<<<<
PR #737, opened 2025-02-20
[3.x] Only apply default value when config option is not found

Jade-GG:
See #736


royduin (dismissed):
Looking good to me, let's wait for @indykoning his review. Maybe a nice follow-up on this: RAP-1193

PR #738, opened 2025-02-20
[3.x] Region select

Jade-GG:
In Magento, for some countries it may be required to add a region (this is customizable in the configuration). Because it is possible---and we ran into a case where it's necessary---I have implemented a basic version here.

Because of the way we structured input components, it seemed cleanest to me to use a `has` selector to hide the region select when there are no regions. This is, however, only supported in browsers from 2023 and later. Older browsers will see an empty "region" block, which is not breaking. Also requires a tailwindcss version bump (from ^3.3.3 to ^3.4).

This will also have to be added into checkout-theme (and confira).


resources/views/components/input/select/region.blade.php
```diff
@@ -0,0 +1,21 @@
+@props(['country' => ''])
```
royduin, line 1: I think this is a required prop?

```suggestion
@props(['country'])
```

Having an empty `v-if` doesn't make any sense.

resources/views/components/input/select/region.blade.php
```diff
@@ -0,0 +1,21 @@
...
+    query="query country($id: String) { country(id: $id) { available_regions { code id name } } }"
+    v-bind:variables="{ id: {{ $country }} }"
+    v-bind:cache="'regions_' + {{ $country }}"
+    v-bind:key="{{ $country }}"
+>
+    <div class="contents" slot-scope="{ data }">
+        <template v-if="data && data.country.available_regions">
+            <x-rapidez::input.select
+                {{ $attributes }}
+                v-bind:required="'{{ Rapidez::config('general/region/state_required', '') }}'.split(',').includes({{ $country }})"
```
royduin, line 13: No need for defining a default when there isn't one?

```suggestion
                v-bind:required="'{{ Rapidez::config('general/region/state_required') }}'.split(',').includes({{ $country }})"
```

Jade-GG: I did this here just to make sure you don't get a stringified `null` in there, although I just checked and `null` becomes an empty string anyway, including when passed through the `e()` function.

resources/views/checkout/partials/address.blade.php
```diff
@@ -145,14 +145,30 @@
...
+        <div class="col-span-12 sm:col-span-6 has-[.exists]:block hidden">
+            <label>
+                <x-rapidez::label>@lang('Region')</x-rapidez::label>
+                <x-rapidez::input.select.region
+                    class="exists"
+                    name="{{ $type }}_region"
+                    dusk="{{ $type }}_region"
+                    country="variables.country_code"
+                    v-model="variables.region_id"
                     required
```
indykoning, line 172: Perhaps we'll want to listen to 
image
for the required attribute
`general/region/state_required`
and
`general/region/display_all`

resources/views/components/input/select/region.blade.php
```diff
@@ -10,6 +10,7 @@
         <template v-if="data && data.country.available_regions">
             <x-rapidez::input.select
                 {{ $attributes }}
+                v-if="'{{ Rapidez::config('general/region/state_required') }}'.split(',').includes({{ $country }}) || {{ Rapidez::config('general/region/display_all', '0') }}"
```
indykoning, line 13:
```suggestion
                v-if="{{ Rapidez::config('general/region/display_all', '0') }} || '{{ Rapidez::config('general/region/state_required') }}'.split(',').includes({{ $country }})"
```
Putting the simpler check first may allow us to skip the more complex second check

indykoning (dismissed):

royduin:
We also need this within:

- rapidez/account
- rapidez/checkout-theme
- rapidez/confira

Is there a follow-up? Should we merge this one first?

Jade-GG:
> We also need this within:
> 
>     * rapidez/account
> 
>     * rapidez/checkout-theme
> 
>     * rapidez/confira
> 
> 
> Is there a follow-up? Should we merge this one first?

Correct, I will follow up on these after this one has been approved. Looks like it has been approved now, so expect these pull requests soon™

royduin (dismissed):

resources/views/components/input/select/region.blade.php
```diff
@@ -0,0 +1,22 @@
...
+    v-bind:key="{{ $country }}"
+>
+    <div class="contents" slot-scope="{ data }">
+        <template v-if="data && data.country.available_regions">
+            <x-rapidez::input.select
+                {{ $attributes }}
+                v-if="{{ Rapidez::config('general/region/display_all', '0') }} || '{{ Rapidez::config('general/region/state_required') }}'.split(',').includes({{ $country }})"
+                v-bind:required="'{{ Rapidez::config('general/region/state_required') }}'.split(',').includes({{ $country }})"
+            >
+                <option v-for="region in data.country.available_regions" :value="region.id">
```
Roene-JustBetter, line 16: In the country select we sort alphabetically for a good UX. Should we do the same inside this select? @royduin @indykoning @Jade-GG

resources/views/components/input/select/country.blade.php
```diff
@@ -1,7 +1,7 @@
 <graphql query="{ countries { two_letter_abbreviation full_name_locale } }" cache="countries">
     <div v-if="data" slot-scope="{ data }">
         <x-rapidez::input.select {{ $attributes }}>
-            <option v-for="country in Object.values(data.countries).sort((a, b) => a.full_name_locale.localeCompare(b.full_name_locale))" :value="country.two_letter_abbreviation.toUpperCase()">
+            <option v-for="country in Object.values(data.countries).filter(country => country.full_name_locale).sort((a, b) => a.full_name_locale.localeCompare(b.full_name_locale))" :value="country.two_letter_abbreviation.toUpperCase()">
```
royduin, line 4: We're using `toSorted()` at the region select; `Object.values().sort()` here, cleaner to do the same everywhere?

yarn.lock
royduin, line 1: Why do we need the frontend dependencies to be updated?

Jade-GG: It's necessary for the `has` selector: https://tailwindcss.com/blog/tailwindcss-v3-4#new-has-variant

resources/views/components/input/select/country.blade.php
Jade-GG: Should be `toSorted()` everywhere, `sort()` changes the array in place and can cause weird reactivity issues. Not here, of course, because it's behind an `Object.values()`, but it's good to keep it consistent this way.

Roene-JustBetter (approved):

resources/views/components/input/select/country.blade.php
royduin: But I found multiple polyfills for `toSorted` in projects, sure this is the smartest option to use? We don't have that in the core?

Jade-GG: We could add a polyfill. However, note that if we're migrating to Tailwind v4, any browsers that don't support `toSorted` also don't support Tailwind v4 styling.

indykoning (approved):

PR #740, opened 2025-02-20
[3.x] Make sure you can't do a mutation twice simultaneously

Jade-GG:
If you have a broken mouse that double clicks (or you just click twice very fast for some reason) you can bypass the standard disabled state and mutate twice. Magento generally does not like this---in most cases it will just mean one of the queries is eaten, but sometimes this can break things (e.g. create 2 exact same orders from 1 cart).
>>>>
:: WHAT IS NEEDED ::
Show the lines above that include "twice".

:: TASK SOLUTION ::
[3.x] Make sure you can't do a mutation twice simultaneously
If you have a broken mouse that double clicks (or you just click twice very fast for some reason) you can bypass the standard disabled state and mutate twice. Magento generally does not like this---in most cases it will just mean one of the queries is eaten, but sometimes this can break things (e.g. create 2 exact same orders from 1 cart).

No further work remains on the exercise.